Muscle activity increases physiological demands
Sensory nerves detect muscular contractions and signal CNS
Substantial and prolonged increase in blood flow
* Up to a 600% increase from resting state
* Increased cardiac output to body
* Increased blood return from the body
* Frank-Sterling Reflex: Heart pumps harder, when volume of blood is increased
Endocrine activity:
* Epinephrine/Adrenaline
* Cortisol
* Beta-endorphin
Endocrine changes during exercise
Epinephrine/Adrenaline
* Increase force of heart contractions. Dilate blood vessels
* Release stored fat to be turned to energy
Cortisol
* Release stored fats and glucose to be turned into energy
* Aids conversion of proteins into glucose
Beta-endorphin
* Released from pituitary gland with ACTH release in about equal amounts.
* Beta-endorphin and ACTH made from same precursor molecule.
* Reduce pain and discomfort from exercise.
* May promote positive mood. Reduce negative emotions.

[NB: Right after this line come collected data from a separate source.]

PR #3657, opened 2019-09-29
Add key_size option to define rsa key size

vin01:
While using `mitmproxy` on a remote server I noticed that it uses the pre-defined `2048` bit key size for CA and also interception certificates.

A higher bit size would be better especially when testing with remote instances. /paranoia

I modified this manually for my use case but thought it would make sense to have this as an option as well.  Please review.


Kriechi:
Thanks! 🎉 👍

PR #3667, opened 2019-10-13
hugo server -D fails if html file in docs/src/generated are not present

jannst:
Wanted to build docs according to quick start and noticed that you have to run ./build-current script in order to start hugo


mhils:
Thanks for the PR! 🍰

PR #3676, opened 2019-10-25
curl command export has several problems:

ylmrx:
- authority can usually rely on actual URL. as `:authority` headers will
break curl command. (advise if it's better to change them to Host, or if
it should be reported on curl side)
- `content-length: 0` is added for each request. if it's found in the
curl argument list, it'll try to fetch an empty body (and crash).
- also trying to guess on `accept-encoding` header to add the
`--compress` option when fetching potentially compressed content.


mhils:
Thanks for the PR! 😃 🍰 
Very happy to merge this in, but could you please add tests so that we don't get any regressions? Our CI system is complaining about missing coverage: https://travis-ci.org/mitmproxy/mitmproxy/jobs/603873731#L276

PR #3679, opened 2019-10-28
Added support for IPv6 in pf.py for macOS

tomlabaude:
Added support to parse IPv6 entries in `sudo pfctl -s state`

Note that the part considering "freebsd" has not been copied from IPv4 as not being able to test it.


mhils:
Thanks! Could you please add a test in https://github.com/mitmproxy/mitmproxy/blob/master/test/mitmproxy/platform/test_pf.py? 😃

tomlabaude:
> Thanks! Could you please add a test in https://github.com/mitmproxy/mitmproxy/blob/master/test/mitmproxy/platform/test_pf.py? 😃

Oh tests !
I'm new to all those github/python/dev environment/tests/lint, but motivated to learn more to contribute.

Can you tell me how I can test this test? (haha)

Like your example you gave in docs `pytest --cov mitmproxy.addons.anticache --cov-report term-missing --looponfail test_anticache.py` but specifically for test_pf.py ?

mhils:
If you want to run the full test suite, just invoking `tox` should be good. :)
If you want to run test_pf.py only (which would be much faster), it works similar to the command above:
```
$ cd mitmproxy
$ pip install -e .[dev]  # install pytest
$ cd test/mitmproxy/platform
$ pytest --cov mitmproxy.platform.pf --cov-report term-missing test_pf.py
```

For the linter, you can run `tox -e lint` to see all errors before CI.

tomlabaude:
Well I thought I did everything well with two new commits, but a 3rd one "Merge branch" appeared due to my-first-steps-in-git-world... (And I don't understand as the merge commit seems to include the two previous ones ?)

Tell me if something's wrong.

mhils:
Awesome, thanks @tomlabaude! 😃

PR #3692, opened 2019-11-12
Update cryptography, enable TLS 1.3

mhils:
This works locally, but we're waiting for a cryptography release with `SSL._lib.SSL_clear_mode` exposed.


mhils:
The upstream cryptography PR is at https://github.com/pyca/cryptography/pull/5062.

test/mitmproxy/net/test_tcp.py
```diff
@@ -421,16 +421,18 @@ class TestServerCipherList(tservers.ServerTestBase):
...
+    @pytest.mark.xfail
     def test_echo(self):
+        # Not working for OpenSSL 1.1.1, see
+        # https://github.com/pyca/pyopenssl/blob/fc802df5c10f0d1cd9749c94887d652fa26db6fb/src/OpenSSL/SSL.py#L1192-L1196
         c = tcp.TCPClient(("127.0.0.1", self.port))
         with c.connect():
             c.convert_to_tls(sni="foo.com")
-            expected = b"['AES256-GCM-SHA384']"
-            assert c.rfile.read(len(expected) + 2) == expected
+            expected = b"['TLS_AES_256_GCM_SHA384']"
```
Kriechi: If the cipher name changes, shouldn't we also increase our minimum version dependency?
Or how does this all fit together?

Kriechi:
Upstream is merged - do we need to wait for an actual release, or should we use a dev-commit in our master branch until they release, so we can also cut a release?

test/mitmproxy/net/test_tcp.py
mhils: Well.. the confusing part here is OpenSSL:
```python
ctx.set_cipher_list('AES256-GCM-SHA384')
ctx.get_cipher_list()  # returns ['AES256-GCM-SHA384', 'TLS_AES_256_GCM_SHA384', ...]
```
This is because they also introduced `SSL_set_ciphersuites` for TLS 1.3, and `SSL_get_cipher_list` returns whatever you set with `SSL_set_cipher_list` _plus_ what you set with `SSL_set_ciphersuites`. 🤷‍♂ 

I guess the correct approach for us would be to also introduce a cipher_suites option, and always set both. A lot of the code we're touching here will probably be thrown out with sans-io, so I decided to not fix all that up.

Minimum version dependency: cryptography is not guaranteed to ship with OpenSSL 1.1.1, you can also build it with older versions. So in either case we'd need to support both.

mhils:
If we want to cut a release, I would recommend we keep using cryptography 2.4 and we wait with the PR here until a new cryptography release appears.

That being said, we probably should ship one to fix the iOS 13 stuff. I'm a bit egoistic at the moment and pushing sans-io instead of doing all the other stuff that should be done.

RadionBik:
Hello all! 
will it be possible to activate the eSNI feature with this PR?

mhils:
@RadionBik: What in particular are you thinking of?

RadionBik:
> @RadionBik: What in particular are you thinking of?

I am thinking about proxying requests with and without the eSNI option (e.g. TLSv1.2 vs eSNI TLSv1.3), so as to compare the same traffic/ behavior in both cases. Plain activation of eSNI in browsers works, but I haven't found a possibility  to reproduce experiments with the same requests

mhils:
We currently don't support eSNI, and probably won't as long as OpenSSL doesn't support it: https://github.com/openssl/openssl/issues/7482

mhils:
One reason our builds are failing is that our SSLKEYLOGFILE implementation breaks somewhere between OpenSSL 1.1.1d and 1.1.1f:

```
  File "d:\a\mitmproxy\mitmproxy\.tox\py37\lib\site-packages\OpenSSL\SSL.py", line 1321, in wrapper
    callback(Connection._reverse_mapping[ssl], where, return_code)
  File "D:\a\mitmproxy\mitmproxy\mitmproxy\net\tls.py", line 99, in __call__
    masterkey = binascii.hexlify(connection.master_key())
  File "d:\a\mitmproxy\mitmproxy\.tox\py37\lib\site-packages\OpenSSL\SSL.py", line 2168, in master_key
    assert length > 0
AssertionError
```

It looks like `SSL_SESSION_get_master_key` doesn't work in the `SSL_CB_HANDSHAKE_DONE` info callback anymore. 🤷‍♂ 

https://github.com/pyca/cryptography/pull/5179 will fix this long-term, for now I will come up with some workarounds.

PR #3693, opened 2019-11-13
Improve Command Bar UX

### LINKED ISSUE #3259: Unable to enter backslash or parenthesis in a display filter regex interactively
Hi, thanks for your great work with mitmproxy!

I beleive I found a bug.

# Example:
Let's say I want to show only requests containing a digit in url.
Filter `\d` does the trick. However, I cannot enter it interactively via `f` hotkey. Setting it via `--view-filter "\d"` works fine.

# System info
I'm running an image from [dockerhub](https://hub.docker.com/r/mitmproxy/mitmproxy/)
```
# mitmproxy --version
Mitmproxy: 4.0.3
Python:    3.6.3
OpenSSL:   OpenSSL 1.0.2o  27 Mar 2018
Platform:  Linux-4.17.3-200.fc28.x86_64-x86_64-with
```

### LINKED ISSUE #3689: Filter regex does not work like Python
#### Problem Description

Hello. I am trying to filter the flows in a case insensitive manner. The documentation (https://docs.mitmproxy.org/stable/concepts-filters/) says that the accepted regex is just like Python:

> Regexes are Python-style

It doesn't seem to be the case.

If I try to enter the filter `~bq (?i)user`, I get the error `Invalid interception filter: ~bq (?i)user`.

The expected result was that I would see any flows that contain the word `user` in the request in a case insensitive way.

1. Make a couple of requests to add a few flows to mitmproxy
2. Press `f` and type the filter ~bq (?i)user
3. Notice the error message

#### System Information

$ mitmproxy --version
Mitmproxy: 4.0.4
Python:    3.7.3
OpenSSL:   OpenSSL 1.1.1b  26 Feb 2019
Platform:  Linux-5.0.0-31-generic-x86_64-with-Ubuntu-19.04-disco

typoon:
These changes fix the issues with the command bar where using backslash and quotes was not properly working. 

With that fix, regexes can also now be properly written and work just fine.

closes #3259 
closes #3689


mitmproxy/command.py
```diff
@@ -86,6 +76,20 @@ def signature_help(self) -> str:
         return "%s %s%s" % (self.path, params, ret)
 
     def prepare_args(self, args: typing.Sequence[str]) -> typing.List[typing.Any]:
+
+        # Arguments that are just blank spaces aren't really arguments
+        # We need to get rid of those. If the user intended to pass a sequence
+        # of spaces, it would come between quotes
+        clean_args = []
+        for a in args:
+            if isinstance(a, str):
```
mhils: `args` is defined as `typing.Sequence[str]` in the method signature, so this check seems superfluous?

mitmproxy/command.py
```diff
@@ -159,23 +163,29 @@ def parse_partial(
...
-                break
-            parts.append(t)
+
+        rex = pyparsing.QuotedString("\"", escChar='\\', unquoteResults=False) |\
+            pyparsing.QuotedString("'", escChar='\\', unquoteResults=False) |\
+            pyparsing.Combine(pyparsing.Literal('"') + pyparsing.Word(pyparsing.printables + " ") + pyparsing.StringEnd()) |\
+            pyparsing.Word(pyparsing.printables) |\
+            pyparsing.Word(' ')
+
+        rex = rex.copy().leaveWhitespace()
```
mhils: Perf 3: superfluous `.copy()`

mitmproxy/command.py
```diff
@@ -159,23 +163,29 @@ def parse_partial(
...
-            try:
-                t = lex.get_token()
-            except ValueError:
-                parts.append(remainder)
-                break
-            if not t:
-                break
-            parts.append(t)
+
+        rex = pyparsing.QuotedString("\"", escChar='\\', unquoteResults=False) |\
```
mhils: @BkPHcgQL3V did some previous work that showed we're on the hot path here and need to be a bit mindful of performance.

Perf 1: Move the whole parsing step into an isolated function that can be cached with `functools.lru_cache`.
Perf 2: Create `rex` once only and then re-use it.

typoon:
I am not sure what is this `codecov/patch` failure that is showing up there.

Other than that, code is ready for review.

mitmproxy/command.py
```diff
@@ -159,23 +163,29 @@ def parse_partial(
...
+            pyparsing.QuotedString("'", escChar='\\', unquoteResults=False) |\
+            pyparsing.Combine(pyparsing.Literal('"') + pyparsing.Word(pyparsing.printables + " ") + pyparsing.StringEnd()) |\
+            pyparsing.Word(pyparsing.printables) |\
+            pyparsing.Word(' ')
+
+        rex = rex.copy().leaveWhitespace()
+
+        for t, start, end in rex.scanString(cmdstr):
+            parts.append(t[0])
```
mhils: Perf 4: If we only use the element itself, we can just go with `parseString`.

mitmproxy/command.py
```diff
@@ -159,23 +163,29 @@ def parse_partial(
...
-            parts.append("")
+            parts = []
+
+        # First item in parts has always to be the command
+        # so we remove any blank tokens from the start of it
+        while True:
+            if parts and parts[0].strip() == '':
+                del parts[0]
+            else:
+                break
```
mhils: What's the reasoning for special-casing whitespace at the start? It doesn't make much sense, but I don't think we need a special case for it. Am I missing something?

(if I am indeed missing something, can there be more than one blank token at the start? If not, this should become a simple if)

mitmproxy/command.py
```diff
@@ -186,10 +196,15 @@ def parse_partial(
                 if parts[i] in self.commands:
                     params.extend(self.commands[parts[i]].paramtypes)
             elif params:
-                typ = params.pop(0)
-                if typ == mitmproxy.types.Cmd and params and params[0] == mitmproxy.types.Arg:
-                    if parts[i] in self.commands:
-                        params[:] = self.commands[parts[i]].paramtypes
+                if parts[i].strip() != '':
```
mhils: `elif params and not parts[i].isspace():` :)

mitmproxy/command.py
```diff
@@ -203,6 +218,8 @@ def parse_partial(
                 else:
                     valid = True
 
+            # if ctx.log:
+            #     ctx.log.info('[gilga] before parse.append. value = %s' % parts[i])
```
mhils: those can go away :)

test/mitmproxy/tools/console/test_defaultkeys.py
```diff
@@ -3,24 +3,33 @@
...
+
         assert cmd in m.commands.commands
 
         cmd_obj = m.commands.commands[cmd]
         try:
             cmd_obj.prepare_args(args)
         except Exception as e:
+
+            import pdb
+            pdb.set_trace()
```
mhils: probably no :)

mitmproxy/command.py
typoon: Even though it is defined like that, for some reason python is not checking it? One of the tests was passing the number 3 there, and the function accepted it (causing an error since a number can't be `split()`ed. I am not much of a python programmer, but seems to me that typing in python is just for annotating, not to enforce? Anyways, that is the reason why I added that check.

mitmproxy/command.py
typoon: Hmmm... not sure why this is part of the hot path. It is supposed to be called when you are executing a command. Anyways, I separated it in a different function. How do I make it cacheable by functools.lru_cache?

mitmproxy/command.py
typoon: So, three options there. If I changes this back to parseString I either have to handle an exception for the case that the string is empty or I have to check that the string is not empty prior to calling parseString. The third option is leaving it as a loop. Any preferences?

mitmproxy/command.py
typoon: In my opinion there shouldn't be any situations where this happens (I changed the code to prevent a whitespace from being added there from the commander), but there was a test case for it with various line brakes or spaces before the actual command. 

If you feed the parser with `"\n \n \n p1"` the response will be `[' ', ' ', ' ', 'p1'], so there is a chance to have more than one blank token prior to the command making the loop necessary.

mitmproxy/command.py
typoon: Fixed

mitmproxy/command.py
typoon: Oops, my bad

test/mitmproxy/tools/console/test_defaultkeys.py
typoon: Forgot that one there :$

mitmproxy/command.py
typoon: Fixed

mitmproxy/command.py
typoon: Alright, just read the documentation for lru_cache. I have my doubts about the effectiveness of it though considering that every time a letter is typed this function will be called, so if the user decides to type the expression:

`: set view_filter=~bq "(?i)[a-z]{2,3}"`

This will take 36 entries in the cache already.

There are 2 commands that I see calling this function like once a second each: `view.properties.marked` and `view.properties.length`. For these two, the cache might help a bit, but I think that is the only occasion.

Just to clarify, this is the function I created:

```python
def _parse_cmd(cmdstr: str):

    import mitmproxy.ctx as ctx

    if ctx.log:
        ctx.log.info(cmdstr)
    parts: typing.List[str] = []

    regex = pyparsing.QuotedString("\"", escChar='\\', unquoteResults=False) |\
        pyparsing.QuotedString("'", escChar='\\', unquoteResults=False) |\
        pyparsing.Combine(pyparsing.Literal('"') + pyparsing.Word(pyparsing.printables + " ") + pyparsing.StringEnd()) |\
        pyparsing.Word(pyparsing.printables) |\
        pyparsing.Word(' ')

    regex = regex.leaveWhitespace()

    for t, start, end in regex.scanString(cmdstr):
        parts.append(t[0])

    if not parts:
        parts = []

    return parts
```

mhils: > I have my doubts about the effectiveness of it though considering that every time a letter is typed this function will be called, so if the user decides to type the expression:

You are right - it doesn't matter for users typing commands and we wouldn't need to/shouldn't cache here. It does matter for rendering the flow list: Some commands are called on each render (such as `view.properties.marked`), and this adds up when scrolling quickly or when lots of new flows are arriving.

mitmproxy/command.py
mhils: How about we just do a simple `if not cmdstr or cmdstr.isspace(): return []` at the start? :)

mitmproxy/command.py
mhils: Ok, two thoughts here:

1) Let's fix the parser to return `\n \n \n ` as a single whitespace thing. That seems more correct.
2) What happens if we allow starting spaces in the commander? Can't we treat all spaces equally at a later point and not special case anything before? Of course you are right that spaces at the start don't make much sense, but it shouldn't be harmful and maybe we can reduce complexity if we tolerate it? :)

mitmproxy/command.py
mhils: Yes, Python's type system is an afterthought and not enforced. If we specify in the function signature that we expect a sequence of strings, we should just assume that this is true. Let's remove the test and the special case here.

mitmproxy/command.py
mhils: Second amendment: let's move the creation of `regex` out of the function definition, that object can be re-used. :)

mitmproxy/command.py
typoon: Alright. Done!

mitmproxy/command.py
typoon: Done!

mitmproxy/command.py
typoon: That function ended up becoming useless at the end after moving the regex object out of it. It ended up being:

```python
        parts: typing.List[str] = []
        for t, start, end in self.regex.scanString(cmdstr):
            parts.append(t[0])
        return parts
```

So I put that loop back into `parse_partial` and cached it instead (which should give a better gain, considering it does more stuff)

mitmproxy/command.py
typoon: 1 - Done
2 - This is where I am now. If we allow whitespaces before the command, then we need to change `CommandManager.execute` to find the first value in the `params` array that has a type of `mitmproxy.types.Cmd` to pass it as the first param to `CommandManager.call_strings`. It is not too pretty, but has to be done.

In that note, we should turn `CommandManager.call_strings` and `CommandManager.call` into private methods. Currently there are 3 entry points available to execute a command, and I don't think that is a good idea. Anything that wants to execute a command, should just use `CommandManager.execute`. If you agree, I can make this change as well.

typoon: Alright, I made changes to make `CommandManager.execute` the only entry point for command execution and changed `call_strings` to a private method by prepending it with an underscore (it is no _call_strings).

The `execute` method does the appropriate cleaning prior to executing commands.

Hopefully with these changes things are in good shape. If you disagree with anything, just let me know.

mhils:
This looks really good! The only thing we don't do properly yet is remove quotation marks, i.e. 
```
view.flows.create get "https://example.com/"
```
should do the same as 
```
view.flows.create get https://example.com/
```
😃

typoon:
Alright, this should resolve the issue.

test/mitmproxy/test_command.py
```diff
@@ -356,20 +391,19 @@ def test_parse_partial(self):
...
         c.add("one.two", a.cmd1)
-        assert(c.commands["one.two"].help == "cmd1 help")
-        assert(c.execute("one.two foo") == "ret foo")
-        assert(c.execute("one.two \"foo\"") == "ret foo")
-        assert(c.execute("one.two \"foo bar\"") == "ret \"foo bar\"")
-        assert(c.call("one.two", "foo") == "ret foo")
+        assert (c.commands["one.two"].help == "cmd1 help")
+        assert (c.execute("one.two foo") == "ret foo")
+        assert (c.execute("one.two \"foo\"") == "ret foo")
+        assert (c.execute("one.two \"foo bar\"") == "ret foo bar")
```
typoon: So... this might not be correct. If we passed the string between quotes, we want it to come back between quotes when there is a space in the string. This signals that the params were treated as a single thing (in this case as a single string). 
This change re-introduces the bug I was trying to fix in the first place.

Try the following command:

`: set view_fiter=~bq "(?i)[^\"]ser"`

The application will say the filter is invalid, when in fact it is supposed to be valid.

mitmproxy/command.py
```diff
@@ -33,228 +34,236 @@ def typename(t: type) -> str:
...
-            to = mitmproxy.types.CommandTypes.get(typ, None)
+            arg_is_known_command = (
+                    expected_type == mitmproxy.types.Cmd and part in self.commands
+            )
+            arg_is_unknown_command = (
+                    expected_type == mitmproxy.types.Cmd and part not in self.commands
+            )
+            command_args_following = (
+                    next_params and next_params[0].type == mitmproxy.types.CmdArgs
+            )
```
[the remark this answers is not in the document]
mhils: I just auto-format with the default settings of PyCharm. Less spacing would be just as fine for me, but I also do like keeping default configs. :) 🤷‍♂

mitmproxy/addons/view.py
```diff
@@ -298,16 +298,16 @@ def get_order(self) -> str:
 
     # Filter
     @command.command("view.filter.set")
-    def set_filter_cmd(self, f: str) -> None:
+    def set_filter_cmd(self, filtstr: str) -> None:
```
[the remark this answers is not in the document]
mhils: Good call. Adjusting this and the other ones.

mitmproxy/addons/core.py
```diff
@@ -168,19 +168,20 @@ def flow_set_options(self) -> typing.Sequence[str]:
             "reason",
         ]
 
-    @command.command("flow.set")
-    @command.argument("spec", type=mitmproxy.types.Choice("flow.set.options"))
+    @command.command(
+        "flow.set")
```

Preparation for Exercise vs. Active Exercise
Preparation for Exercise
1) Primarily top-down
2) Increased blood pressure:
- Increased cardiac output
- Increase vasoconstriction
- Heart pumps harder, but the blood vessels are narrowed
Active Exercise:
1) Primarily bottom-up
2) Increased blood pressure:
* Increase cardiac output
* Increased blood return to the heart
* Increased vasodilation (widening of blood vessels)
* Heart pumps harder, but the blood vessels are more relaxed
Why is Exercise Good For You?
- Exercise is a stressor
- The body responds to cope with stressors
- Body can adapt to repeated exposure to a stressor
- Exercise can promote health and increase physical capacity when… :
1) Voluntary and meant to promote positive outcomes
2) Sufficient recovery time and resources
But, overtraining can be detrimental - Push body beyond it’s capacity to recovery
- Elevated cortisol levels and negative emotions
The Runner’s High?
- Described as a feeling of euphoria that long-distance runners can experience.
- Occurs after prolonged and sustained exercise.
- Prolonged effort, but not total overexertion.
- Related to elevated levels of endogenous opioids (like beta-endorphin).
- Endogenous opioids released from pituitary and specialized neurons.
- May also be related to increased levels of endocannabinoids.
The Fight or Flight Response
1) Fight or flight responses cause similar affects as exercise
2) Endocrine changes
* Epinephrine, Cortisol, Beta-endorphin
* Free up stored forms of energy
* Promote strength and vigor of physical reactions
3) Autonomic changes
* Enhance sympathetic activity
* Suppress parasympathetic activity
* Use energy, don’t conserve energy
“Fight-or-flight” refers to a prototypical stress response
- Tied to evolutionary drives for survival. Fight or flee a threat.
- Requires the same physiological and neuroendocrine changes as exercise.
- But… also prototypically very aversive (highly negative).
High activation: - Requires substantial metabolic change
Highly aversive: - Associated with negative emotions (Anxiety, Fear, Anger)
- Limited control/High stakes
Fight or flight for survival.
Your efforts may fail. And if you fail, you die.